Transcript
00:00:00Pendant longtemps, le modèle de référence de tout le monde pour le codage était Claude.
00:00:03Non seulement parce qu'il était performant, mais parce qu'il n'y avait pas d'autres options du même calibre.
00:00:07Ensuite, les modèles GPT ont progressé et ont comblé l'écart, surtout avec la sortie de GPT 5.5, qui
00:00:12l'a réduit à presque rien.
00:00:14Pour comparer les deux, nous devions les placer dans les environnements les mieux conçus pour eux, ce qui
00:00:18signifie leurs propres CLI.
00:00:19Nous mettons donc Opus 4.7 et GPT 5.5 à l'épreuve, pour voir comment ils se comportent l'un par rapport
00:00:25à l'autre.
00:00:26Nous les testerons dans 9 catégories pour découvrir lequel l'emporte réellement et,
00:00:29à la fin, vous saurez lequel mérite sa place dans vos flux de travail.

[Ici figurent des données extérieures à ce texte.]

PR #1933, opened 2017-10-07
Fix 'unrecognised opcode ldcl/sdcl' in threadasm.S

ibuclaw:
According to the instruction manual, neither of these instructions exist:

http://math-atlas.sourceforge.net/devel/assembly/mips-iv.pdf

However, `ldc1` and `sdc1` do, and they have the correct instruction format also, so it does appear to be a typo.

@MartinNowak - as you are the original author, could you have a look to confirm?

### DIFF
--- a/src/core/threadasm.S
+++ b/src/core/threadasm.S
@@ -322,12 +322,12 @@ fiber_switchContext:
 #ifdef __mips_hard_float
 #define ALIGN8(val) (val + (-val & 7))
 #define BELOW (ALIGN8(6 * 8 + 4))
-    sdcl $f20, (0 * 8 - BELOW)($sp)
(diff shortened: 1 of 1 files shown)


ibuclaw:
@MartinNowak had time to have a look?

ibuclaw:
I should be able to validate this weekend (albeit in an emulator).

ZombineDev:
@ibuclaw I'm ok with merging, as I'm sure that even if this turns out to be wrong, you'll send a PR to fix it :P
After we don't have that many developers that can actually test D on MIPS.

ibuclaw:
@ZombineDev the GNU assembler for mips rejects this, and the uncanny similarity between 1 and l is suspect.  But yeah, if there's problems, then this code will be rewritten anyways.

PR #1934, opened 2017-10-08
fix Issue 17876 - [REG 2.074] Internal error when comparing inout(Foo[][]) with Foo[][]

rainers:
moved bad assertion that failed for arrays of arrays with mixed modifiers to the memcmp version which should work on values anyway.

Also fixed bad comparison via memcmp only comparing first element.

### DIFF
--- a/src/object.d
+++ b/src/object.d
@@ -3454,7 +3454,7 @@ if (__traits(isScalar, T))
 // comparisons in the semantic analysis phase of CmpExp. The ordering
 // comparison is lowered to a call to this template.
 int __cmp(T1, T2)(T1[] s1, T2[] s2)
-if (!__traits(isScalar, T1))
+if (!__traits(isScalar, T1) && !__traits(isScalar, T2))
 {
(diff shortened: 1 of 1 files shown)


schveiguy:
Checking that both are the same type was implied in the template constraint, because only T1 is checked for 'isScalar'.

To have the same behavior, I think you need to check if both are not scalar. Otherwise:

```D
struct S
{
   int x;
   int opCmp(int y) { return x < y ? -1 : x > y; }
}

auto s = [S(1)];
auto i = [0];
assert(s[0] > i[0]); // works
assert(i[0] < s[0]); // works
assert(s > i); // works
assert(i < s); // error
```

There is an opportunity here, because really `s` and `i` should be comparable. But maybe that's good to leave for an enhancement.

rainers:
> To have the same behavior, I think you need to check if both are not scalar.

The constraint so far did not check the second argument, so it would run into the internal error later on (D does not have SFINAE). I've added it nevertheless.

PR #2734, opened 2019-08-15
Fix cas register usage

TurkeyMan:
I made a mistake in the last PR choosing the wrong registers.
My memory was faulty! (I thought EDI was a caller-save reg; that's how long it's been!)

### DIFF
--- a/src/core/atomic.d
+++ b/src/core/atomic.d
@@ -628,6 +628,7 @@ else version (AsmX86_32)
 
             asm pure nothrow @nogc @trusted
             {
+                push EDI;
                 mov DL, writeThis;
                 mov EDI, ifThis;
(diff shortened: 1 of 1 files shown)


TurkeyMan:
A test that I respected the ABI properly?
The existing tests didn't run into any cases where calling code expected that register to be saves across the call, so it didn't break.

I have no idea how to test that... but I don't think it's necessary; the ABI won't ever change. This is correct, I just forgot which registers were in the volatile list, because it's been so many years since I wrote x86 asm.

TurkeyMan:
That said, while pondering on the best register assignment, I realised the existing code is terribly inefficient... I might do another pass later to select the best registers and minimise the shuffling.

PR #2737, opened 2019-08-16
UnicodeException.this() should be @nogc

WalterBright:


WalterBright:
Blocking https://github.com/dlang/phobos/pull/7145

PR #2740, opened 2019-08-18
Remove TypeInfo from GC memory block

JinShil:


rainers:
Maybe you are referring to https://github.com/dlang/druntime/pull/2513, but I don't think calling struct dtors from GC is expected to be deprecated, but the option to turn that off is.

JinShil:
The reason for this PR is this:

Some of us are trying to remove the dependency on runtime type information (a.k.a `TypeInfo`) in favor of compile-time type information by templating some of the runtime hooks.  As we progress with that endeavor it has become apparent that `TypeInfo` is being stored in the GC memory blocks.  While I was able to see [where the `TypeInfo` was being stored to the memory block](https://github.com/dlang/druntime/blob/e9cdc29346b232b16dcedb18b282eaf09a91e10e/src/rt/lifetime.d#L308), I was not able to figure out when and where that `TypeInfo` was being read from the memory block.  @rainers, if you know, please point it out for me.

I submitted this PR to see what would break if I removed the `TypeInfo` from the memory block in order to learn how things currently work.  @rainers if you have any advice for removing the dependency on `TypeInfo` from the GC, please share.

rainers:
> I was not able to figure out when and where that `TypeInfo` was being read from the memory block. @rainers, if you know, please point it out for me.

Structs with dtor and arrays of structs with dtor store the typeinfo at the end of the allocation (large array allocations use an unused slot of the 16 byte header). In addtion BlkAttr.STRUCTFINALIZE is passed with the memoryallocation.

The GC than calls 
https://github.com/dlang/druntime/blob/e9cdc29346b232b16dcedb18b282eaf09a91e10e/src/rt/lifetime.d#L1315
and
https://github.com/dlang/druntime/blob/e9cdc29346b232b16dcedb18b282eaf09a91e10e/src/rt/lifetime.d#L1362
via
https://github.com/dlang/druntime/blob/e9cdc29346b232b16dcedb18b282eaf09a91e10e/src/rt/lifetime.d#L1428
during a collection.

kinke:
The appended TypeInfo is used e.g. here: https://github.com/dlang/druntime/blob/90766698f65219f6691fffcfe1e306e82d3ad499/src/rt/lifetime.d#L1361-L1376

If it's really only used to destruct an instance, a pointer to the dtor function should work too. The actual dtor might have to be wrapped though, to account for ABI differences wrt. a method and a function pointer and `extern(D)` vs. `extern(C++)` dtors as well.

JinShil:
Instead of `ti.destroy(p)`, can't we just call `object.destroy(p)`?

kinke:
That needs a type. ;)

rainers:
> if you have any advice for removing the dependency on `TypeInfo` from the GC, please share.

For calling dtors on structs, we don't have to actually store the TypeInfo, an appropriate dtor function pointer could also work.

The TypeInfo passed to allocations is also used by the precise GC (reading the rtInfo). If you pass null instead, it will fall back to conservative scanning.

JinShil:
> For calling dtors on structs, we don't have to actually store the TypeInfo, an appropriate dtor function pointer could also work.

Could you perhaps share how I can obtain a pointer to the destructor without `TypeInfo`?

rainers:
You can save and pass around this lambda generated by the templated code:
```
    auto dg = (ref S s) { destroy(s); };
```
This would also defer proper ABI adjustments to the destroy function.

JinShil:
Thank you @kinke and @rainers.  I believe I have the information I was looking for.  Closing.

00:00:33L'ergonomie est le point où Claude Code commence à nous faire défaut.
00:00:36Nous l'utilisions pour la plupart de nos tâches, de codage ou non, mais c'était bien seulement
00:00:40jusqu'à la mise à jour 2.1.0.
00:00:43Après cela, les choses ont commencé à se dégrader pour Claude Code.
00:00:46L'interface utilisateur est la partie la plus frustrante car elle a le plus grand impact sur l'expérience.
00:00:50Le terminal bugge, le rendu s'interrompt, et beaucoup de ce qui semblait peaufiné auparavant semble
00:00:55bancal désormais.
00:00:56C'était l'une des meilleures TUI, mais seulement jusqu'à ce qu'elle commence à être codée "au feeling".
00:00:59Elle semble maintenant plus cassée avec de multiples bugs comme des problèmes de rendu, des fuites de cache,
00:01:03ce dont nous n'étions pas les seuls à nous plaindre.
00:01:05Le plus gros problème est qu'ils ont supprimé le mode de permissions "dangereusement ignorées" pour le remplacer
00:01:09par le mode auto par défaut.
00:01:11Nous utilisions le mode de contournement des permissions pour la plupart de nos tâches, avec des hooks configurés pour
00:01:15les fichiers que nous ne voulions pas que Claude touche.
00:01:17Maintenant, il demande des permissions même dans ce mode ; quand nous avons donné une instruction à Claude pour créer un skill,
00:01:22sommes passés à une autre session Claude pour faire autre chose, et avons découvert plus tard que la création du skill
00:01:27était bloquée par une demande de permission pour écrire dans le dossier .claude pendant tout ce temps.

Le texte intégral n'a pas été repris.